E.         CADRE LÉGISLATIF

[24]            Voici les dispositions légales et constitutionnelles pertinentes en l'espèce :

Loi de l'impôt sur le revenu, L.R.C. 1985 (5e suppl.), ch. 1

122.6 « particulier admissible » S'agissant, à un moment donné, du particulier admissible à l'égard d'une personne à charge admissible, personne qui répond aux conditions suivantes à ce moment :

a) elle réside avec la personne à charge;

b) elle est la personne -- père ou mère de la personne à charge -- qui assume principalement la responsabilité pour le soin et l'éducation de cette dernière;

[...]

f) si la personne à charge réside avec sa mère, la personne qui assume principalement la responsabilité pour le soin et l'éducation de la personne à charge est présumée être la m

g) la présomption visée à l'alinéa f) ne s'applique pas dans les circonstances prévues par règlement;

[...]

122.6 "eligible individual" in respect of a qualified dependant at any time means a person who at that time

(a) resides with the qualified dependant,

(b) is the parent of the qualified dependant who primarily fulfils the responsibility for the care and upbringing of the qualified dependant,

...

(f) where the qualified dependant resides with the dependant's female parent, the parent who primarily fulfils the responsibility for the care and upbringing of the qualified dependant is presumed to be the female parent,

(g) the presumption referred to in paragraph 122.6 eligible individual (f) does not apply in prescribed circumstances,

...

Règlement de l'impôt sur le revenu, C.R.C. ch. 945

6301(1) Pour l'application de l'alinéa g) de la définition de « particulier admissible » à l'article 122.6 de la Loi, la présomption mentionnée à l'alinéa f) de cette définition ne s'applique pas dans les circonstances suivantes :

a) la mère de la personne à charge admissible déclare par écrit au ministre qu'elle réside avec le père de cette personne et qu'il est celui qui assume principalement la responsabilité pour le soin et l'éducation de chacune des personnes à charge admissibles avec lesquelles les deux résident;

b) la mère est une personne à charge admissible d'un particulier admissible et chacun d'eux présente un avis au ministre conformément au paragraphe 122.62(1) de la Loi à l'égard de la même personne à charge admissible;

c) la personne à charge admissible a plus d'une mère avec qui elle réside et chacune des mères présente un avis au ministre conformément au paragraphe 122.62(1) de la Loi à l'égard de la personne à charge admissible;

d) plus d'une personne présente un avis au ministre conformément au paragraphe 122.62(1) de la Loi à l'égard de la même personne à charge admissible qui réside avec chacune d'elles à des endroits différents.
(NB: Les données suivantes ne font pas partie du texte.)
PR #805, opened 2020-03-01
optimizations: Fix GOA optimization messing with NWNX functionality

### LINKED ISSUE #801: NWNX_OPTIMIZATIONS_GAME_OBJECT_LOOKUP breaks NWNX_Util_GetLastCreatedObject() and NWNX_ON_DM_SPAWN_*
Both `GetLastCreatedObject()` and `NWNX_ON_DM_SPAWN_*` use `GetObjectArray()->m_nNextObjectArrayID[0]` to get the next ObjectID, since the `GameObjectLookup` optimization has its own implementation of `m_nNextObjectArrayID[]` these functions do not work if the optimization is enabled.

mtijanic:
Fixes #801  (well, I only tested the nwnx_utils part of it because that was possible from console, but should fix the other one)

### DIFF
--- a/Plugins/Optimizations/Optimizations/GameObjectLookup.cpp
+++ b/Plugins/Optimizations/Optimizations/GameObjectLookup.cpp
@@ -313,7 +313,7 @@ uint8_t GameObjectLookup::GetGameObject(void*, uint32_t id, CGameObject** ptr)
 
 void GameObjectLookup::SyncWithGameGOA()
 {
-    if (auto pGameObjectArray = Globals::AppManager()->m_pServerExoApp->GetObjectArray())
+    if (auto* pGameObjectArray = Globals::AppManager()->m_pServerExoApp->GetObjectArray())
     {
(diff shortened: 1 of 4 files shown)


Plugins/Optimizations/Optimizations/GameObjectLookup.cpp
```diff
@@ -304,4 +311,15 @@ uint8_t GameObjectLookup::GetGameObject(void*, uint32_t id, CGameObject** ptr)
     return BadId;
 }
 
+void GameObjectLookup::SyncWithGameGOA()
+{
+    if (auto pGameObjectArray = Globals::AppManager()->m_pServerExoApp->GetObjectArray())
```
Daztek: Nitpick: missing the `*` :P

mtijanic: I copied it from your code. Fixed in both places :)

6301(1) For the purposes of paragraph (g) of the definition "eligible individual" in section 122.6 of the Act, the presumption referred to in paragraph (f) of that definition does not apply in the circumstances where

(a) the female parent of the qualified dependant declares in writing to the Minister that the male parent, with whom she resides, is the parent of the qualified dependant who primarily fulfils the responsibility for the care and upbringing of each of the qualified dependants who reside with both parents;

(b) the female parent is a qualified dependant of an eligible individual and each of them files a notice with the Minister under subsection 122.62(1) of the Act in respect of the same qualified dependant;

(c) there is more than one female parent of the qualified dependant who resides with the qualified dependant and each female parent files a notice with the Minister under subsection 122.62(1) of the Act in respect of the qualified dependant; or

(d) more than one notice is filed with the Minister under subsection 122.62(1) of the Act in respect of the same qualified dependant who resides with each of the persons filing the notices if such persons live at different locations.

Charte canadienne des droits et libertés

15(1) La loi ne fait acception de personne et s'applique également à tous, et tous ont droit à la même protection et au même bénéfice de la loi, indépendamment de toute discrimination, notamment des discriminations fondées sur la race, l'origine nationale ou ethnique, la couleur, la religion, le sexe, l'âge ou les déficiences mentales ou physiques.

15(1) Every individual is equal before and under the law and has the right to the equal protection and equal benefit of the law without discrimination and, in particular, without discrimination based on race, national or ethnic origin, colour, religion, sex, age or mental or physical disability.

F.        ANALYSE

[25]            Les parties conviennent que M. Campbell satisfait aux deux premières étapes du cadre d'analyse établi par la Cour suprême du Canada dans l'arrêt Law pour déterminer s'il y a eu violation de l'article 15.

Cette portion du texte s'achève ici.